Program text, variables, disk buffers and the CP/M operating system itself all had to share the 64 kilobyte address space of the 8080 processor. Typically when first starting MBASIC there would be less than 32 kB memory available for programs and data, even on a machine equipped with a full 64 kilobytes of RAM. Comment lines, prefixed with the REM keyword or an apostrophe, could be placed in the program text but took up valuable memory space, which discouraged BASIC users from fully documenting their code. To allow larger and more complex programs to be run, later versions of MBASIC supported functions that allowed portions of program text to be read in and executed under program control (the " CHAIN " and MERGE statements). No support for "shell" command execution was provided, though this functionality could be duplicated by a determined programmer.
A particular advantage of MBASIC was the full-text error messages provided for syntax and run-time errors. MBASIC also had a "trace" function that displayed line numbers as they were executed. While this occupied the same screen space as normal program output, it was useful for detecting conditions such as endless loops.
Files and input/output
[edit]Data could be read and stored to disk as either sequential files (delimited by the CP/M convention of CR/LF at the end of each line) or else as fixed-record-length random access files, which, given a sufficiently determined programmer, could be used to perform database-type record manipulation. The Microsoft Binary Format for floating point numbers was proprietary to the implementation, which meant that data could only be interchanged with other programs using ASCII text representation or else with extensive programming to convert the binary format.
Variables and data types
[edit]MBASIC supported the following data types:
- 8-bit character data, in strings of length 0 to 255 characters;
- 16-bit integers;
- 32-bit floating point (single precision), equivalent to six decimal digits, with a two-digit exponent;
- 64-bit floating point (double precision), equivalent to sixteen decimal digits, with a two-digit exponent.
String operators included substring selection, concatenation, assignment, and testing for equality.
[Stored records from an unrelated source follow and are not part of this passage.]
PR #716, opened 2018-12-14
running reformat and failing if some files have been changed

julien51:
On each PR, this script will now run `npm run reformat` and make sure that nothing was changed. If the styles are changed, the PR will fail. This should at least enforce that no code is ever merged that has a different format.

I believe an important next step here would be to find a way to run `npm install` any time the versions in `package-lock.json` has been changed.


julien51:
Ho,ooo, this failed and could very well be the same problem that you're seeing @benwerd ?

benwerd:
This is a very different problem to what I'm seeing. Here reformat seems to be being run on text files and markdown?!

julien51:
This is failing because of an out of date package-lock.json file. See https://github.com/unlock-protocol/unlock/pull/726

julien51:
Ok, @benwerd I think this should be mostly good now? PTAL?

julien51:
FYI I added 2 files whose styles were not right :/

PR #718, opened 2018-12-14
Introduces eslint-check to check if eslint rules conflict with prettier

benwerd:


benwerd:
@akeem Great call!

julien51:
huhhhh, sorry I did not hit submit on this one but I had a tension :(
We already use `"lint": "./node_modules/eslint/bin/eslint.js .",` Maybe worth modifying it rather than introduing a new one?

PR #1896, opened 2019-03-05
Updating zos version in config files

nfurfaro:
# Description

This PR simply updates the zos version in 3 files to bring them in line with the version we're currently using. We're using v2.2, and in `zos.json`, `zos.mainnet.json` and `zos.rinkeby.json` we were still using v2.

# Issues

Fixes #
Refs #

# Checklist:

### DIFF
--- a/smart-contracts/zos.json
+++ b/smart-contracts/zos.json
@@ -1,5 +1,5 @@
 {
-  "zosversion": "2",
+  "zosversion": "2.2",
   "name": "unlock-protocol",
   "version": "0.1.0",
   "contracts": {


hardlydifficult:
Do we need to upgrade the proxy before changing zos.mainnet or zos.rink ?  I'm not sure the significance of this version

julien51:
I was about to ask the same question?
I think we should probably update the files only when we actually upgrade the contracts?

nfurfaro:
For this PR I first only changed the version in `zos.json` and tried to run dev. I got an error, something to the effect of:
> An old version of zos has been detected. do you want to migrate to the new version?

I had an old copy of `zos.dev-1984.json` in my repo( with the zos version set to `2`. When I deleted the file and tried again it worked fine. My thought is that when we try to upgrade on rinkeby or mainnet, we'll see the same error message prompting the upgrade, unless we change it now. Maybe it's better to just let zos deal with it when (if?) that is the case? I could remove these two network files from this PR.

Issue #1842, opened 2019-03-02
Deploy contracts from their ABI?


julien51:
Is it possible to deploy smart contract from their ABI (the artifact generated when compiling) rather than from the source code?

This would really make https://github.com/unlock-protocol/unlock/issues/1840 great!

hardlydifficult:
We need bytecode to deploy a contract and ABI to interact with it.  For the bytecode, all we need is bytecode from Unlock (since that includes PublicLock inline).

Both may be included in the json, but it's configurable (e.g. npm public-lock-abi-0 is the abi only).

Today we capture versioned bytecode in `\versions\*.json`.  We could periodically publish an Unlock_V1.json (or maybe Unlock_latest.json)

julien51:
I just checked the module `unlock-abi-0` which I published earlier today and it does have the bytecode!

hardlydifficult:
ohh there's two packages, I didn't realize.  Perfect.

How frequently do we publish v1 and confirm integration before release?

julien51:
I think we should only publish packages with "final" versions. Also when we update the contract, we actually publish a *new* package, not an updated package.

hardlydifficult:
How does the integration test pass look though?  And what if the front-end depends on a new feature?  We could maybe publish v1 as version 0.1 and then upgrade to 1.0 when it's finalized

julien51:
So the integration tests should run with the packaged module.

When we need a new feature on the frontend we publish a new packaged abi which adds the feature needed by the front end first, and then we inplement the feature in the front end application.

So basically here is the process:

1. Create a packaged version of the abi.
2. All applications use the packaged version.
3. Smart contract dev continue to happen.
4. Once we reach a new version on the smart contract dev, we publish a new package.
5. We test the front end app works with the new package (without implementing new features in the front end)
6. If all works as expected, we deploy the new packaged abi to rinkey/olympic.
7. We implement the new features on the front end.
[repeat 3-7].

julien51:
@hardlydifficult @nfurfaro any of you know how to deploy the smart contract from the artifact files in the npm module?

hardlydifficult:
Yes. You could follow the example from `upgrades.js` or use standard Web3 calls.

hardlydifficult:
Believe this is complete, re-open if I missed something.

PR #1906, opened 2019-03-05
Now deploying the Unlock smart contract when starting in dev mode.

julien51:
We are not compiling the smart contract anymore when starting unlock app, but rather using the packaged version.

Refs #1842


julien51:
Dammit absolutely not! Thanks for catching this!

hardlydifficult:
Ideally call `initialize` as well, however that is not important for a test environment.

julien51:
@hardlydifficult Please clarify? I thought this was only useful for zos?

Also @akeem I actually forgot a pretty important part (and it's causing the tests to fail!): we cannot use the artifacts directly anymore! I'll push an update.

hardlydifficult:
We only have an initialize method because of zos, but now that it's there - it's an alternative to using the constructor. 

ATM it only sets the owner address (and resets grossNetworkProduct/totalDiscountGranted values but I'll remove these).  So for testing it's not important, but maybe a best practice in case something important is initialized in the initialize function.

https://github.com/unlock-protocol/unlock/blob/master/smart-contracts/contracts/Unlock.sol#L71

PR #1909, opened 2019-03-06
Remove remix-ide and use hosted IDE instead.

hardlydifficult:
# Description

Removing the `remix-ide` and changing the command to connect to the hosted solution instead.  To use:

 - `npm run remix`
 - Open browser to remix.ethereum.org
 - Click `Connect to localhost`

And the directory appears on the left.  You can edit files and they are synced with your local file system.

# Issues

Fixes #
Refs #

# Checklist:

### DIFF
--- a/smart-contracts/package-lock.json
+++ b/smart-contracts/package-lock.json
@@ -265,7 +265,7 @@
       "dependencies": {
         "readable-stream": {
           "version": "2.3.6",
-          "resolved": "https://registry.npmjs.org/readable-stream/-/readable-stream-2.3.6.tgz",
+          "resolved": "http://registry.npmjs.org/readable-stream/-/readable-stream-2.3.6.tgz",
           "integrity": "sha512-tQtKA9WIAhBF3+VLAseyMqZeBjW0AHJoxOtYqSUZNJxauErmLbVm2FW1y+J/YA9dUrAC39ITejlZWhVIwawkKw==",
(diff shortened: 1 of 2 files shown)


nfurfaro:
I would be ok with this, but just wondering what benefits it provides over the current setup?

nfurfaro:
I'm ok with this, but would like to know how it's better than our current setup?

hardlydifficult:
One less package to install and update I guess.  I just thought it would be easier to use the hosted version, and might as well turn off the read-only restriction.

That said, neither approach actually works ATM.  The node references do not compile.  So this is not terribly important either way ;)

nfurfaro:
re:
>The node references do not compile.
Is there a specific error you're getting for this?

hardlydifficult:
Reference not found. Does it work for you?

nfurfaro:
Will give it a try now

nfurfaro:
Usually the error about reference to AST nodes is fixed by deleting artifacts and re-compiling contracts

hardlydifficult:
Ah, well there's a good reason for this PR - at least you'll get the IDE to open without issue.

But once you get past that the import will fail.  Remix has a special syntax for importing external packages, which sucks.  But having this integration available can still be handy, especially when doing a prototype.

nfurfaro:
I'm cool with this as long as @julien51 is comfortable with it.

PR #1921, opened 2019-03-06
Take space on the log page

### LINKED ISSUE #1918: Take space on the log page!
The log page is currently not looking great. I understand we do not currently have all the required data to implement @smombartz 's [design](https://www.figma.com/file/gmhVq6Pqeu2gH7e3FC2lr0ax/Unlock-Dashboard?node-id=0%3A67) but we should at least stretch so that the UI does not feel "broken".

Arrays of the above types were allowed with up to 7 dimensions, but no functions or operators worked on arrays; for example, there was no assignment of arrays. Unlike some other BASIC implementations of the time, MBASIC did not provide support for matrix operations, complex numbers, or a decimal (BCD) data type for financial calculations. All floating point operations were carried out in software since typical CP/M systems did not have floating point hardware. The built-in mathematics functions (sine, cosine, tangent, natural log, exponential, square root) only gave single precision results. A software pseudorandom number generator was provided; this relied on the user to key in a seed number to obtain a sequence of numbers useful for games and some simulations. MBASIC permitted but did not require the LET keyword for assignment statements.
Early versions of BASIC on microcomputers were infamous for one- or two-character variable names, which made the meanings of variables difficult to recall in complex programs. MBASIC version 5 allowed identifiers up to 40 characters long, which permitted programmers to give variables readable names.
Program flow control
[edit]Program flow control in MBASIC was controlled by IF...THEN...ELSE... conditional tests, WHILE...WEND loops, and GOTO and GOSUB instructions. No CASE statement was available, although an ON...GOTO... (computed GOTO) provided multi-way branches. Subroutines had no parameters and all variables were global. MBASIC did not make structured programming mandatory for programmers and it was easy to write spaghetti code.
PEEKs, POKEs, and user functions
[edit]As with other 8-bit computers of the late 1970s and early 1980s, PEEK and POKE functions were used for directly reading and writing to memory. Since these systems typically had no memory protection, this allowed a programmer to access portions of the operating system, or functions that would not otherwise be available. This also provided opportunities for user programs to hang the system, usually by accident. For example, a CP/M programmer might use a POKE function to allow BASIC to switch the console device to the serial port, if the system BIOS supported this. For machines with real-time clocks, a set of PEEK instructions might have been used to access the time.
For more complex operations, MBASIC allowed user-defined functions that could be called from a BASIC program. These were typically placed in a reserved area of memory, or POKEd into string constants, as a series of machine codes (opcodes). MBASIC also provided hardware INP and OUT instructions that read and wrote directly to the 8080 hardware input/output ports. This could be used to control peripheral devices from a BASIC program if the system hardware permitted.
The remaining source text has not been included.